____ Input material

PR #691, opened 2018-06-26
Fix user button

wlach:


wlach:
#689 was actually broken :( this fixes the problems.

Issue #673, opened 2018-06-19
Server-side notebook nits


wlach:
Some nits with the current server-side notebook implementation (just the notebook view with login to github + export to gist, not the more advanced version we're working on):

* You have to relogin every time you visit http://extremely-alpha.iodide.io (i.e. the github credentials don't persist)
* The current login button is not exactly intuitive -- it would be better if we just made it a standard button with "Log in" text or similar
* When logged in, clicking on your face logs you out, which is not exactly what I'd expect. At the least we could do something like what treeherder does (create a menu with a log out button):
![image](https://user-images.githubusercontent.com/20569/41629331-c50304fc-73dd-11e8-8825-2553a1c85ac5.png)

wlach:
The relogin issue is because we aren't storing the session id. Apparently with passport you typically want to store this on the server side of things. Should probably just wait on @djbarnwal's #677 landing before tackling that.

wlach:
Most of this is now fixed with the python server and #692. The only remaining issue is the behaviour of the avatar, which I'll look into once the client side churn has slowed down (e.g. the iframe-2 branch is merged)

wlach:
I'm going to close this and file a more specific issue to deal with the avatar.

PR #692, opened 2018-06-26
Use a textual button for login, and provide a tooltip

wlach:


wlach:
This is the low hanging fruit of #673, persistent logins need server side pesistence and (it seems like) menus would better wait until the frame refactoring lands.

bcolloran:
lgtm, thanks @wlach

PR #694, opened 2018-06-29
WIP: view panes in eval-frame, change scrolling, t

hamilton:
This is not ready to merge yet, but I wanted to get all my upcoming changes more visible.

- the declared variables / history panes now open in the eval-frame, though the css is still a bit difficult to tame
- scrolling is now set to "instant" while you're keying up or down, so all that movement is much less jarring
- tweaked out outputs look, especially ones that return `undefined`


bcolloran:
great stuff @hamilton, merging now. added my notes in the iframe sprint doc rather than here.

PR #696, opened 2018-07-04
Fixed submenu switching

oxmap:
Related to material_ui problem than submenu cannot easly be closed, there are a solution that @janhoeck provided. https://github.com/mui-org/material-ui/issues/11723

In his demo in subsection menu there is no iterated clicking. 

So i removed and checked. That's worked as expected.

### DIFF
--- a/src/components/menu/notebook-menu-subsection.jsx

________

*Task directions*:
Copy all the records exactly so that no character differs from the source.

*Result*:
PR #691, opened 2018-06-26
Fix user button

wlach:


wlach:
#689 was actually broken :( this fixes the problems.

Issue #673, opened 2018-06-19
Server-side notebook nits


wlach:
Some nits with the current server-side notebook implementation (just the notebook view with login to github + export to gist, not the more advanced version we're working on):

* You have to relogin every time you visit http://extremely-alpha.iodide.io (i.e. the github credentials don't persist)
* The current login button is not exactly intuitive -- it would be better if we just made it a standard button with "Log in" text or similar
* When logged in, clicking on your face logs you out, which is not exactly what I'd expect. At the least we could do something like what treeherder does (create a menu with a log out button):
![image](https://user-images.githubusercontent.com/20569/41629331-c50304fc-73dd-11e8-8825-2553a1c85ac5.png)

wlach:
The relogin issue is because we aren't storing the session id. Apparently with passport you typically want to store this on the server side of things. Should probably just wait on @djbarnwal's #677 landing before tackling that.

wlach:
Most of this is now fixed with the python server and #692. The only remaining issue is the behaviour of the avatar, which I'll look into once the client side churn has slowed down (e.g. the iframe-2 branch is merged)

wlach:
I'm going to close this and file a more specific issue to deal with the avatar.

PR #692, opened 2018-06-26
Use a textual button for login, and provide a tooltip

wlach:


wlach:
This is the low hanging fruit of #673, persistent logins need server side pesistence and (it seems like) menus would better wait until the frame refactoring lands.

bcolloran:
lgtm, thanks @wlach

PR #694, opened 2018-06-29
WIP: view panes in eval-frame, change scrolling, t

hamilton:
This is not ready to merge yet, but I wanted to get all my upcoming changes more visible.

- the declared variables / history panes now open in the eval-frame, though the css is still a bit difficult to tame
- scrolling is now set to "instant" while you're keying up or down, so all that movement is much less jarring
- tweaked out outputs look, especially ones that return `undefined`


bcolloran:
great stuff @hamilton, merging now. added my notes in the iframe sprint doc rather than here.

PR #696, opened 2018-07-04
Fixed submenu switching

oxmap:
Related to material_ui problem than submenu cannot easly be closed, there are a solution that @janhoeck provided. https://github.com/mui-org/material-ui/issues/11723

In his demo in subsection menu there is no iterated clicking. 

So i removed and checked. That's worked as expected.

### DIFF
--- a/src/components/menu/notebook-menu-subsection.jsx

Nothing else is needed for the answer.